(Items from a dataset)
****************************************

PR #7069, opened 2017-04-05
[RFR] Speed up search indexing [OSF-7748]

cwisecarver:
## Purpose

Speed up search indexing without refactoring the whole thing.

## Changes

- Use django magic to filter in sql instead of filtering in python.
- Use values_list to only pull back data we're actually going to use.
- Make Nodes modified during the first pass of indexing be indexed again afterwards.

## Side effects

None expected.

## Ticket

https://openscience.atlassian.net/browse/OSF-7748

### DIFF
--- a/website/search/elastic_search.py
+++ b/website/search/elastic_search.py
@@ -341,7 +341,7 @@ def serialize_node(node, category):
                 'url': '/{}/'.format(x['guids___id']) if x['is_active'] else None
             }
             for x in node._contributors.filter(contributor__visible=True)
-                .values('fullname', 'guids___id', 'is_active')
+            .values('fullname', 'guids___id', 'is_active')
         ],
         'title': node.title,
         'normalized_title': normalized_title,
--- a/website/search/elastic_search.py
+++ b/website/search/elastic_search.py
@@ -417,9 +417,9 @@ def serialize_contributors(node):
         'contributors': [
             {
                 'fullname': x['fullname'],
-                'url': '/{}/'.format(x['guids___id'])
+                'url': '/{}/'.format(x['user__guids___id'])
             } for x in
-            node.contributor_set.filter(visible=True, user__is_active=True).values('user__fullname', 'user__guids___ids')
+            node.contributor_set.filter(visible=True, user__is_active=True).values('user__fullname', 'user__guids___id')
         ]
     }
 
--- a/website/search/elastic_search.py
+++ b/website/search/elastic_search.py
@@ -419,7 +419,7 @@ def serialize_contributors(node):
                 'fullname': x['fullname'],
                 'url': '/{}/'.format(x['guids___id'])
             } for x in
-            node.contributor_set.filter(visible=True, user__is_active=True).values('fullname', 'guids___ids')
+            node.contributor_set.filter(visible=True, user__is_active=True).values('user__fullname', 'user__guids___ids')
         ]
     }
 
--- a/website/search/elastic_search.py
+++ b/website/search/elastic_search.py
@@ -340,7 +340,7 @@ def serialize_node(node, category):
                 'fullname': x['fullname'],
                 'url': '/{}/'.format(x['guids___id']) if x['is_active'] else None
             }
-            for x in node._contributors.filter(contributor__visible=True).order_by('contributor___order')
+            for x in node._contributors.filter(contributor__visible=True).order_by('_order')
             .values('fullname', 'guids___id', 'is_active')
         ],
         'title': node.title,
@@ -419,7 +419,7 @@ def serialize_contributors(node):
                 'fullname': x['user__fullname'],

****************************************

:: EXERCISE REQUIREMENTS ::
The span to print begins at the line containing "-340,7 +340,7 @@" and ends at the final line of the entries; print it exactly and print nothing else.

:: WRITTEN SOLUTION ::
@@ -340,7 +340,7 @@ def serialize_node(node, category):
                 'fullname': x['fullname'],
                 'url': '/{}/'.format(x['guids___id']) if x['is_active'] else None
             }
-            for x in node._contributors.filter(contributor__visible=True).order_by('contributor___order')
+            for x in node._contributors.filter(contributor__visible=True).order_by('_order')
             .values('fullname', 'guids___id', 'is_active')
         ],
         'title': node.title,
@@ -419,7 +419,7 @@ def serialize_contributors(node):
                 'fullname': x['user__fullname'],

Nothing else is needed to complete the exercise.